The wind moves a tree branch and Arabella sees a shadow exposed. The shadow of some watchful being. If only there were an ointment for her eyelids that would let her see if it were a good watcher or a bad one. Or better still, an ointment to blind her eyes to the watchers altogether.
She stares until the shadow breaks into a pattern like leaves and scuttles into darkness.
It is 5:04 when the blue before dawn softens the blue of the nightlight and Gigi, finally, exhausts her store of sobs, and sighs, and sleeps.
Arabella is too jangly-wired, too stomach-weak, to do anything but watch the window and listen to the uneven static from the monitor. She will not return to bed now only to be woken by Suzanne's alarm at 6:30. She would rather sit, and hold Gigi for as long as Gigi will sleep, and watch over her.
She replays the conversation in whispers, held over Gigi's crib, the first time she went down to sleep that night.
"Sometimes I think it should have been you," she choked out, when Suzanne had asked what's wrong the magical three times. "You should have carried her."
"You wanted it more," Suzanne said, gently. "Didn't you?"
"It?" Arabella asked, trying to pick a fight, to latch on, to pull herself out of the morass. "You call her 'it'?"
"I meant that you wanted to be pregnant more, to nurse more," Suzanne said, doggedly disingenuous. Dear solid Suzanne. "You have done so well, sweetheart."
Arabella gripped the crib rail.
"But what if she is... like me?" she whispered.
Suzanne's cool fingers over hers. "Then I will be proud and happy."
"You know what I mean," Arabella said.
"Yes. I do."
Suzanne has faith but it is Arabella who knows what it is to be a lodestone for dreams with strangers in them. It is Arabella who must watch over their child and help her meet whatever secret bargains might tempt her.

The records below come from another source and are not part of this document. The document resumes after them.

PR #2237, opened 2019-11-15
Make (Multi)CheckpointWriter consume StreamingMap

vjeko:
In order for checkpointing to work with large (disk-backed) tables,
(Multi)CheckpointWriter needs to consume the streaming interface.

## Overview

Description:

Why should this be merged: 

- [ ] Public API has Javadoc

### DIFF
--- a/runtime/src/main/java/org/corfudb/runtime/CheckpointWriter.java
+++ b/runtime/src/main/java/org/corfudb/runtime/CheckpointWriter.java
@@ -15,6 +15,8 @@ import org.corfudb.protocols.wireprotocol.DataType;
 import org.corfudb.protocols.wireprotocol.LogData;
 import org.corfudb.protocols.wireprotocol.Token;
 import org.corfudb.protocols.wireprotocol.TokenResponse;
+import org.corfudb.runtime.collections.ISMRMap;
+import org.corfudb.runtime.collections.StreamingMap;
 import org.corfudb.runtime.object.transactions.TransactionType;
 import org.corfudb.runtime.view.CacheOption;
 import org.corfudb.runtime.view.StreamsView;
@@ -27,10 +29,10 @@ import java.time.LocalDateTime;
 import java.util.HashMap;
 import java.util.List;
 import java.util.Map;
-import java.util.Set;
 import java.util.UUID;
 import java.util.function.BiConsumer;
 import java.util.function.Function;
+import java.util.stream.Stream;
 
 
 /** Checkpoint writer for SMRMaps: take a snapshot of the
@@ -40,7 +42,7 @@ import java.util.function.Function;
  *  TODO: Generalize to all SMR objects.
  */
 @Slf4j
-public class CheckpointWriter<T extends Map> {
+public class CheckpointWriter<T extends StreamingMap> {
     /** Metadata to be stored in the CP's 'dict' map.
      */
     private final UUID streamId;
@@ -60,9 +62,8 @@ public class CheckpointWriter<T extends Map> {
     private final Timer appendCheckpointTimer = metricRegistry.timer(CHECKPOINT_TIMER_NAME);
 
     @SuppressWarnings("checkstyle:abbreviation")
-    final UUID checkpointStreamID;
-
-    final Map<CheckpointEntry.CheckpointDictKey, String> mdkv = new HashMap<>();
+    private final UUID checkpointStreamID;
+    private final Map<CheckpointEntry.CheckpointDictKey, String> mdkv = new HashMap<>();
 
     /** Mutator lambda to change map key.  Typically used for
      *  testing but could also be used for type conversion, etc.
@@ -163,18 +164,18 @@ public class CheckpointWriter<T extends Map> {
             // A checkpoint writer will do two accesses one to obtain the object
             // vlo version and to get a shallow copy of the entry set
             log.info("appendCheckpoint: Started checkpoint for {} at snapshot {}", streamId, snapshotTimestamp);
-            Set<Map.Entry> entries = this.map.entrySet();
+            Stream<Map.Entry> entries = this.map.entryStream();
             // The vloVersion which will determine the checkpoint START_LOG_ADDRESS (last observed update for this
             // stream by the time of checkpointing) is defined by the stream's tail instead of the stream's version,
             // as the latter discards holes for resolution, hence if last address is a hole it would diverge
             // from the stream address space maintained by the sequencer.
             startCheckpoint(snapshotTimestamp, streamTail);
-            appendObjectState(entries);
+            int entryCount = appendObjectState(entries);
             finishCheckpoint();
             long cpDuration = System.currentTimeMillis() - start;
             log.info("appendCheckpoint: completed checkpoint for {}, entries({}), " +
                             "cpSize({}) bytes at snapshot {} in {} ms",
-                    streamId, entries.size(), numBytes, snapshotTimestamp, cpDuration);
+                    streamId, entryCount, numBytes, snapshotTimestamp, cpDuration);
         } finally {
             rt.getObjectsView().TXEnd();
         }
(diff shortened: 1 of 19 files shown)


test/src/test/java/org/corfudb/integration/StreamAddressDiscoveryIT.java
```diff
@@ -532,13 +533,13 @@ public void checkpointAndTrimAtDifferentPoint() throws Exception {
             final int sizeMap1 = 4;
             final int sizeMap2 = 6;
 
-            Map<String, String> map1 = defaultRT.getObjectsView().build()
+            StreamingMap<String, String> map1 = defaultRT.getObjectsView().build()
```
hisundar: these will involve about 168 changes in upstream since Map<> is used in those places.

vjeko: There is nothing forbidding you from using it as a Map. The only place where this change will be needed is wherever MultiCheckpointWriter is being consumed.

vjeko: In other words, the change in the contract happens here:

`public class MultiCheckpointWriter<T extends StreamingMap> `

vjeko: I checked the corfu-compactor logic, we consume `MultiCheckpointWriter` using `ICorfuMap`:

`MultiCheckpointWriter<ICorfuMap> mcWriter = new MultiCheckpointWriter<>();`

And `ICorfuMap` is defined as:

```
public interface ICorfuMap<K, V>
    extends StreamingMap<K, V> {
```

Thus, from what I can tell no changes should be necessary on the client side.

runtime/src/main/java/org/corfudb/runtime/CheckpointWriter.java
```diff
@@ -40,7 +42,7 @@
  *  TODO: Generalize to all SMR objects.
  */
 @Slf4j
-public class CheckpointWriter<T extends Map> {
+public class CheckpointWriter<T extends StreamingMap> {
```
Maithem: StreamingMap is too low level to expose on a public API. I think `ICorfuSMR` is more appropriate, `ISMRMap`.

runtime/src/main/java/org/corfudb/runtime/CheckpointWriter.java
```diff
@@ -163,18 +165,18 @@ public Token appendCheckpoint(Token snapshotTimestamp, Long streamTail) {
             // A checkpoint writer will do two accesses one to obtain the object
             // vlo version and to get a shallow copy of the entry set
             log.info("appendCheckpoint: Started checkpoint for {} at snapshot {}", streamId, snapshotTimestamp);
-            Set<Map.Entry> entries = this.map.entrySet();
+            Stream<Map.Entry> entries = this.map.entryStream();
```
Maithem: `ICorfuSMR` can expose a `getStateMethod`, or `ISMRMap` can expose `getEntryStream`

runtime/src/main/java/org/corfudb/runtime/collections/ICorfuMap.java
```diff
@@ -5,7 +5,7 @@
 import java.util.function.Predicate;
 
 public interface ICorfuMap<K, V>
-    extends Map<K, V> {
+    extends StreamingMap<K, V> {
```
Maithem: I think these should be reverse. `ICorfuMap` is the "more general" type.

runtime/src/main/java/org/corfudb/runtime/collections/SMRMap.java
```diff
@@ -31,7 +32,7 @@
 @SuppressWarnings("checkstyle:abbreviation")
 public class SMRMap<K, V>
         extends HashMap<K, V>
-        implements ISMRMap<K,V>, ICorfuSMR<SMRMap<K, V>> {
+        implements StreamingMap<K, V>, ISMRMap<K,V>, ICorfuSMR<SMRMap<K, V>> {
```
Maithem: The type relationships is already complex.

I think it would be cleaner to have ISMRMap extend ICorfuSMR. How can an object be SMR if it doesn't implement ICorfuSMR, all SMRObject types should extend/implement that type.

test/src/test/java/org/corfudb/integration/AbstractIT.java
```diff
@@ -305,8 +306,8 @@ public static CorfuRuntime createRuntimeWithCache() {
         return rt;
     }
 
-    public static Map<String, Integer> createMap(CorfuRuntime rt, String streamName) {
-        Map<String, Integer> map = rt.getObjectsView()
+    public static StreamingMap<String, Integer> createMap(CorfuRuntime rt, String streamName) {
```
Maithem: Why is this needed?

test/src/test/java/org/corfudb/integration/LogSizeQuotaIT.java
```diff
@@ -118,7 +119,7 @@ public void testLogUnitQuota() throws Exception {
         privilegedRt.connect();
 
 
-        Map<String, String> map2 = privilegedRt.getObjectsView()
+        StreamingMap<String, String> map2 = privilegedRt.getObjectsView()
```
Maithem: Why is this needed?

test/src/test/java/org/corfudb/integration/StreamAddressDiscoveryIT.java
Maithem: MultiCheckpointWriter shouldn't even use generics since we never need them.

I think its more appropriate to introduce new tests to test `StreamingMap` and not change existing ones.

Maithem:
I think its better to introduce new tests for the new functionality and not overload what's currently there.

runtime/src/main/java/org/corfudb/runtime/CheckpointWriter.java
vjeko: Consumed via `ISMRMap` now.

runtime/src/main/java/org/corfudb/runtime/CheckpointWriter.java
vjeko: Consumed via `ISMRMap` now.

runtime/src/main/java/org/corfudb/runtime/collections/SMRMap.java
vjeko: I was trying to avoid the diamond problem that arises due to `AutoClosable` interface. One solution would be to force all concrete implementation of `ICorfuSMR` to implement `close()`, but due those tricky annotation we have (`@PassThrough @DontInstrument`), I am hesitant to go down that path.

test/src/test/java/org/corfudb/integration/AbstractIT.java
vjeko: `Checkpointer` needs to consume an interface that exposes the streaming API, so `Map` will have to be replaced with something else. Most likely `ISMRMap`.

test/src/test/java/org/corfudb/integration/LogSizeQuotaIT.java
vjeko: Take a look at the previous comment: https://github.com/CorfuDB/CorfuDB/pull/2237#discussion_r351501861

runtime/src/main/java/org/corfudb/runtime/CheckpointWriter.java
vjeko: Turns out we cannot use `ISMRMap`, since this interface is only consumed only `SMRMap` and not `CorfuTable`. Making `CorfuTable` inherit from `ISMRMap` makes little sense as it contains bunch of logic only specific to `SMRMap`.

If we were to remove `SMRMap`, this change ought to be possible. For now I ensured that `StreamingMap` does not expose any Corfu specific internal -- it just contains `Stream<Map.Entry<K, V>> entryStream()`.

runtime/src/main/java/org/corfudb/runtime/CheckpointWriter.java
vjeko: You look at the previous comment regarding `CorfuSMR`.

As for `ICorfuSMR` exposing `getStateMethod` -- I entertained that idea and I concluded that the complexity is not worth the effort. In order to achieve this, we would have to add and extra generic parameter to `ICorfuSMR` `E`, which in case of `CorfuTable` would be `Stream<Map.Entry<K, V>>`, but in other cases it (`CorfuCompoundObject`, `CorfuSharedCounter`) would not be a sequence. Also, after new GC comes in, all of this code is going to be irrelevant.

runtime/src/main/java/org/corfudb/runtime/collections/ICorfuMap.java
vjeko: `StreamingMap` is not a simplified interface.

test/src/test/java/org/corfudb/integration/StreamAddressDiscoveryIT.java
vjeko: You technically don't need the generic parameter. In this case it serves more as a type alias.

The tests have not been changed, just the upper bound type associated with the constructed objects.

PR #2239, opened 2019-11-19
Fix VM cloning in the Universe Framework

vjeko:
Leveraging a new template and also disable unnecessary
VM customizations.

## Overview

Description:

Why should this be merged: 

- [ ] Public API has Javadoc

### DIFF
--- a/it/src/main/java/org/corfudb/universe/universe/vm/ApplianceManager.java
+++ b/it/src/main/java/org/corfudb/universe/universe/vm/ApplianceManager.java
@@ -176,14 +176,19 @@ public class ApplianceManager {
                 folderR.setVal(prop);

It is 5:47 and Arabella cannot watch any longer. Her head is heavy, and blank oblivion presses heavy, ready to curtain her eyes. She is too tired to watch, too tired to worry.
She puts a fingertip below her left nipple, catches the drop there. She flicks the watery milk to the windowsill, to the crib, to the door, to the wall. Arabella calls them for one last bargain. She will ask whatever creatures lurk in the shadows of her child's life to do her no harm, now and forever. She would like to compel them, by the force of a mother's will. But all she knows how to do is ask, and wait for the dream, for the price to be set.
She sleeps.
The End
This story was first published on Friday, July 3rd, 2015


Author Comments

I started work on this piece when my son was quite young, when I was still breastfeeding him, as I did until he was two and a half. In the first four months of his life, though, I struggled with recovery from postpartum hemorrhage and from a great deal of pain and difficulty in breastfeeding. For my own reasons, I chose to keep at it. This piece stems from my attempts to process my complicated emotions about that experience, about the fierceness and delight and sheer exhausted horror of those 3 am feedings. My son is now five; it took me a long time to get this story right.